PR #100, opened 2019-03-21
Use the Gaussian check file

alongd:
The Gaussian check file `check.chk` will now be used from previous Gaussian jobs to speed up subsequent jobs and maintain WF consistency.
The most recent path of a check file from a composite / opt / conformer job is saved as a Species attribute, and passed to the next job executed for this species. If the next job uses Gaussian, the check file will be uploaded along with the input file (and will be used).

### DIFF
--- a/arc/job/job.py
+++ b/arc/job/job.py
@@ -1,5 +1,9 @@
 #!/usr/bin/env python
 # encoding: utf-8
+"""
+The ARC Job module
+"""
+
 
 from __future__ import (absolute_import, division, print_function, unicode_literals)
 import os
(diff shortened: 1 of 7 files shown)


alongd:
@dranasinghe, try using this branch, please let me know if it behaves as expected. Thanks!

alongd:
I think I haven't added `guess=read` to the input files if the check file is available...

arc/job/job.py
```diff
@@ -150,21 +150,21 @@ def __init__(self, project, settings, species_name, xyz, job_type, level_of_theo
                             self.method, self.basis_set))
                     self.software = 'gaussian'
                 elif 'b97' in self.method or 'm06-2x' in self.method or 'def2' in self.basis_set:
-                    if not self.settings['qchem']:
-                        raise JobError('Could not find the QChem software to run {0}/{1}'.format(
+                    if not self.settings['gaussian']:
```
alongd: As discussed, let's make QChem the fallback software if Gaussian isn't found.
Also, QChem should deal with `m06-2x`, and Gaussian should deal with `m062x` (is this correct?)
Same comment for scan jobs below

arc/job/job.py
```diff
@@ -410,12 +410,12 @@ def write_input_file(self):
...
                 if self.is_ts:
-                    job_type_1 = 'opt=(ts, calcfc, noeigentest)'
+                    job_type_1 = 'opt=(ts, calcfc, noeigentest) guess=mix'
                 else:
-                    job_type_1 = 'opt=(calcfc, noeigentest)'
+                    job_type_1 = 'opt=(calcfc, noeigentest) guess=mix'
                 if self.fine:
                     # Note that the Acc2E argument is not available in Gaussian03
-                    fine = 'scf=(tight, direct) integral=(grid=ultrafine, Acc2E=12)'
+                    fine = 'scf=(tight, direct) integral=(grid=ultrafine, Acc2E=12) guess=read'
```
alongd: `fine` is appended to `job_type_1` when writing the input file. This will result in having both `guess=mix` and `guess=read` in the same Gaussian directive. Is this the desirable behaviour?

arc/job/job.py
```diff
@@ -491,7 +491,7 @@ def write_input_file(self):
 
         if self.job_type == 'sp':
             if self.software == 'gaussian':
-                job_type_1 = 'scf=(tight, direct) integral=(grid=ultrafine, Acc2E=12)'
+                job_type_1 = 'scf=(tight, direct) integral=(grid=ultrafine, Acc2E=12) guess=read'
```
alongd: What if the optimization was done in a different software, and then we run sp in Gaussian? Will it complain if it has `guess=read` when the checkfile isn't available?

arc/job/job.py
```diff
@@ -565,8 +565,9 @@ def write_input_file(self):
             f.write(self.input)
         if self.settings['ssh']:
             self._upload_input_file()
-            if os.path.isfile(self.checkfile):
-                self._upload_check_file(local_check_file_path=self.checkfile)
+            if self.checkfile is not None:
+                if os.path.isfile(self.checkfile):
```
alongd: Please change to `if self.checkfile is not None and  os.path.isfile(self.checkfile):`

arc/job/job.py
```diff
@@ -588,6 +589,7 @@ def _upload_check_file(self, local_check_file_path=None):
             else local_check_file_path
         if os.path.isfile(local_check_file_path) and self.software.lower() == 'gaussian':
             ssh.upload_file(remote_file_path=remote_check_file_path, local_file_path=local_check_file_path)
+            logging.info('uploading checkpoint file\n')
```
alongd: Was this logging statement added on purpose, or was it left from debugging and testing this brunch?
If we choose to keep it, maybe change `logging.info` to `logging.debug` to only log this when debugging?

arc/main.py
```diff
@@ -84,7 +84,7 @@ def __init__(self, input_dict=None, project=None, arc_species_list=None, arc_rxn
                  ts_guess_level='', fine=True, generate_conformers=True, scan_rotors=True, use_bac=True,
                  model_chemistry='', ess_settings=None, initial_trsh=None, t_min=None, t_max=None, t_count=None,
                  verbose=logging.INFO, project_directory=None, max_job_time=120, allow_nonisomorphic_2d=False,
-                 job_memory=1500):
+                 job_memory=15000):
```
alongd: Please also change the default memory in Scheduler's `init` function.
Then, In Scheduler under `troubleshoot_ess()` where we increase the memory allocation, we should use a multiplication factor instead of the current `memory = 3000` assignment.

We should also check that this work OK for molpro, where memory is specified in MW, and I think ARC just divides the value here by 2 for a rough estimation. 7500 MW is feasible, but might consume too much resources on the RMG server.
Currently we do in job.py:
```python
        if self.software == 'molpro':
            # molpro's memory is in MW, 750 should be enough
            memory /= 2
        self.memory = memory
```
◆ ◆ ◆ ◆ ◆
Exercise instructions:
All lines of the records above that contain the word "change" are to be copied out.

Written solution:
alongd: Please change to `if self.checkfile is not None and  os.path.isfile(self.checkfile):`
If we choose to keep it, maybe change `logging.info` to `logging.debug` to only log this when debugging?
alongd: Please also change the default memory in Scheduler's `init` function.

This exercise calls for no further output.